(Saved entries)

PR #9292, opened 2016-11-22
small fix for aws address translator

bilalyasar:
This modification doesn't affect default translator.

In Aws, due to public/private terms, we need to convert ip-address sometimes.

This fix is tested from me and from an user.


mesutcelik:
@asimarslan @ihsandemir 

Can you please have a look at this? 
👍 from my side...

In case of [DefaultAddressTranslator](https://github.com/hazelcast/hazelcast/blob/master/hazelcast-client/src/main/java/com/hazelcast/client/spi/impl/DefaultAddressTranslator.java#L29), there will be no logic but [AwsAddressTranslator](https://github.com/hazelcast/hazelcast/blob/master/hazelcast-client/src/main/java/com/hazelcast/client/spi/impl/AwsAddressTranslator.java) applies some logic to get the right address.  It is a small change but required to have hz-client to work with AWS environment.

asimarslan:
👍

PR #9298, opened 2016-11-23
Retain call ID after invocation completes

mtopolnik:
* Operation.getCallId() on an inactive operation now keeps returning the call ID of the last invocation, until another call ID is set.
* Operation.setCallId() prevents overwriting the call ID on an active operation.
* Operation.deactivate() must now be used to deactivate the operation.
* Operation.hasActiveInvocation() can be used to check activation state of operation.


hazelcast/src/main/java/com/hazelcast/spi/impl/operationservice/impl/Invocation.java
```diff
@@ -346,7 +346,7 @@ private void notifyWithExceptionWhenTargetIsNull() {
 
     @Override
     public void sendResponse(Operation op, Object response) {
-        if (!RESPONSE_RECEIVED.compareAndSet(this, FALSE, TRUE)) {
+        if (RESPONSE_RECEIVED.getAndSet(this, TRUE)) {
```
pveentjer: why did you change this? The compareAndSet is more clear since it is more obvious you get a one time shot.

mtopolnik: I'll revert this.

pveentjer:
:+1:

PR #9299, opened 2016-11-23
[FORWARDPORT] WAN sync enhancements

emrahkocaman:
- Config changes for new WANQueueFulBehavior
- New REST method to allow clearing WRQs.
- New REST method to allow sync all maps

Forwardport of https://github.com/hazelcast/hazelcast/pull/9277

### DIFF
--- a/hazelcast/src/test/java/com/hazelcast/internal/management/ClearWanQueuesTest.java
+++ b/hazelcast/src/test/java/com/hazelcast/internal/management/ClearWanQueuesTest.java
@@ -1,0 +1,56 @@
+package com.hazelcast.internal.management;
+
+import com.eclipsesource.json.JsonObject;
+import com.hazelcast.core.HazelcastInstance;
+import com.hazelcast.instance.Node;
+import com.hazelcast.internal.management.operation.ClearWanQueuesOperation;
+import com.hazelcast.internal.management.request.ChangeWanStateRequest;
+import com.hazelcast.internal.management.request.ClearWanQueuesRequest;
+import com.hazelcast.test.HazelcastParallelClassRunner;
+import com.hazelcast.test.HazelcastTestSupport;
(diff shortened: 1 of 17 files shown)


hazelcast/src/test/java/com/hazelcast/internal/management/ClearWanQueuesTest.java
```diff
@@ -0,0 +1,62 @@
...
+    @Before
+    public void setUp() {
+        HazelcastInstance hz = createHazelcastInstance();
+        Node node = getNode(hz);
+        managementCenterService = node.getManagementCenterService();
+    }
+
+    @Test
+    public void testOperationDefaultConstructor() {
+        ClearWanQueuesOperation operation = new ClearWanQueuesOperation();
```
pveentjer: Testing a default constructor isn't providing a lot of value since it is designed to do nothing.

Also no verification is done on the state (which would be pointless anyway). But verifying of the created object really is created, is not proving much value since otherwise we would have a major JVM bug at our hands.

I would remove this test since it doesn't provide any value. And in the testSerialization you are already testing the default constructor due to the serialization.

hazelcast/src/test/java/com/hazelcast/internal/management/ClearWanQueuesTest.java
```diff
@@ -0,0 +1,62 @@
...
+        assertNotNull(operation);
+    }
+
```
pveentjer: I don't see a test where the actual behavior is being tested. So you you send a ClearWanQueuesRequest, but you don't verify that the wan queue actually has been cleared.

emrahkocaman: It's test is on EE PR.

emrahkocaman:
Merging this PR as it's backport is already reviewed.

PR #9303, opened 2016-11-23
Retry the invocation only if managed to deregister

mtopolnik:
Avoids a race between two retrying threads which could result in a leak inside the Invocation Registry. If two threads initiate the retrying of the same operation, each thread will create a new call ID, but only the last call ID update will be preserved by the Operation instance. Upon completion, the overwritten call ID will fail to be removed from the Invocation Registry.

If the operation was never registered, every thread is allowed to retry it. This is because invocation can fail even before registration and then deregistration always fails. Allowing retrying to all threads seems safe because there is no risk of concurrent retrying of an operation that didn't even make it to registration.

The race is still there that can lead to multiple concurrent operation retries. Only one retry invocation will be found in the registry; others will be unaccounted for.

Also, if the invocation was registered before, but then a retry fails before re-registering, this will lead to the loss of any progress in retrying. It is currently thought that failing before re-registering won't ever happen.

### DIFF
--- a/hazelcast/src/main/java/com/hazelcast/spi/impl/operationservice/impl/Invocation.java
+++ b/hazelcast/src/main/java/com/hazelcast/spi/impl/operationservice/impl/Invocation.java
@@ -174,7 +174,7 @@ public abstract class Invocation implements OperationResponseHandler {
 
     @Override
     public void sendResponse(Operation op, Object response) {
-        if (RESPONSE_RECEIVED.getAndSet(this, TRUE)) {
+        if (!RESPONSE_RECEIVED.compareAndSet(this, FALSE, TRUE)) {
             throw new ResponseAlreadySentException("NormalResponse already responseReceived for callback: " + this
                     + ", current-response: : " + response);
         }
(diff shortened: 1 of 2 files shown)


hazelcast/src/main/java/com/hazelcast/spi/impl/operationservice/impl/Invocation.java
```diff
@@ -580,9 +579,7 @@ private void handleRetry(Object cause) {
 
         if (future.interrupted) {
             complete(INTERRUPTED);
-        } else {
-            context.invocationRegistry.deregister(this);
-
+        } else if (op.getCallId() == 0 || context.invocationRegistry.deregister(this)) {
```
mdogan: `op.getCallId() == 0` is for the case invocation failed even before registering, right?

mtopolnik: Yes. It happens when `invTarget == null`.

PR #9306, opened 2016-11-23
NodeState support for Management Center

tombujok:


pveentjer:
Looks good. One comment about NodeState being an interface.

hazelcast/src/main/java/com/hazelcast/monitor/NodeState.java
```diff
@@ -0,0 +1,50 @@
...
+ * limitations under the License.
+ */
+
+package com.hazelcast.monitor;
+
+import com.hazelcast.cluster.ClusterState;
+import com.hazelcast.internal.management.JsonSerializable;
+import com.hazelcast.version.Version;
+
+public interface NodeState extends JsonSerializable {
```
tombujok: That's a good observation. I just followed the convention they is use there - all of the classes are divided into interface and impl there:
https://github.com/hazelcast/hazelcast/tree/master/hazelcast/src/main/java/com/hazelcast/monitor

pveentjer: Ok. Then it is fine with me.

pveentjer:
:+1:

PR #9307, opened 2016-11-23
Invocation cleanup

mtopolnik:
* fix call ID sequence leak in `InvocationRegistry.register()`
* add a convenience method `Invocation.isActive()`
* improve diagnostic messages in exceptions
* add more Javadoc and code comments
* reduce the coupling of `CallIdSequence.next()`: instead of the whole `Invocation` instance, now it just takes a boolean argument. This dramatically simplifies unit testing.
* reuse `BackoffIdleStrategy` in `CallIdSequence#waitForSpace` 
* add tests for the improved call ID logic on Operation
* silence the `warn` logging on double completion of invocation futures: don't complain when the double completion involves a cancelation.

### DIFF
--- a/hazelcast/src/main/java/com/hazelcast/spi/impl/operationservice/impl/InvocationRegistry.java
+++ b/hazelcast/src/main/java/com/hazelcast/spi/impl/operationservice/impl/InvocationRegistry.java
@@ -17,6 +17,7 @@
 package com.hazelcast.spi.impl.operationservice.impl;
 
 import com.hazelcast.core.HazelcastInstanceNotActiveException;
+import com.hazelcast.core.HazelcastOverloadException;
 import com.hazelcast.core.MemberLeftException;
 import com.hazelcast.internal.metrics.MetricsProvider;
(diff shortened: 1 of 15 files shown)


hazelcast/src/main/java/com/hazelcast/spi/impl/operationservice/impl/InvocationRegistry.java
```diff
@@ -102,8 +104,13 @@ long getLastCallId() {
      * @return false when InvocationRegistry is not alive and registration is not successful, true otherwise
      */
     public boolean register(Invocation invocation) {
-        long callId = callIdSequence.next(invocation);
-        // Fails if the operation is already active
+        final long callId;
+        try {
+            callId = callIdSequence.next(invocation.op.isUrgent());
+        } catch (TimeoutException e) {
+            throw new HazelcastOverloadException("Failed to start invocation due to overload: " + invocation);
```
pveentjer: maybe good to include the cause?

pveentjer:
👍

PR #9310, opened 2016-11-24
Fix racy MockConnectionManager.stop()

mdogan:
In `MockConnectionManager.stop()`, other (possible) cluster members
are instructed to remove shutting down local member.
There's a branch skipping that when target member doesn't know local member.
But if a new member is already joining at that time, it may not be able to
notice shutting down member.
Removed that skipping branch, since `clusterService.removeAddress()` checks
both address and uuid of a member under cluster service lock.

Fixes https://github.com/hazelcast/hazelcast-enterprise/issues/879


pveentjer:
:+1:

PR #9312, opened 2016-11-24
Mock connection manager processes the buffered incoming messages late

ihsandemir:
Makes sure that the incoming buffered messages waiting in the buffer  are immediately processed while switching from blocked to unblocked state.


sancar:
run-lab-run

• [WHAT THIS TASK INVOLVES]:
The expected answer is a copy of each line in the records that holds the word "package".

• [OUTPUT FOR THIS EXERCISE]:
+package com.hazelcast.internal.management;
+package com.hazelcast.monitor;
 package com.hazelcast.spi.impl.operationservice.impl;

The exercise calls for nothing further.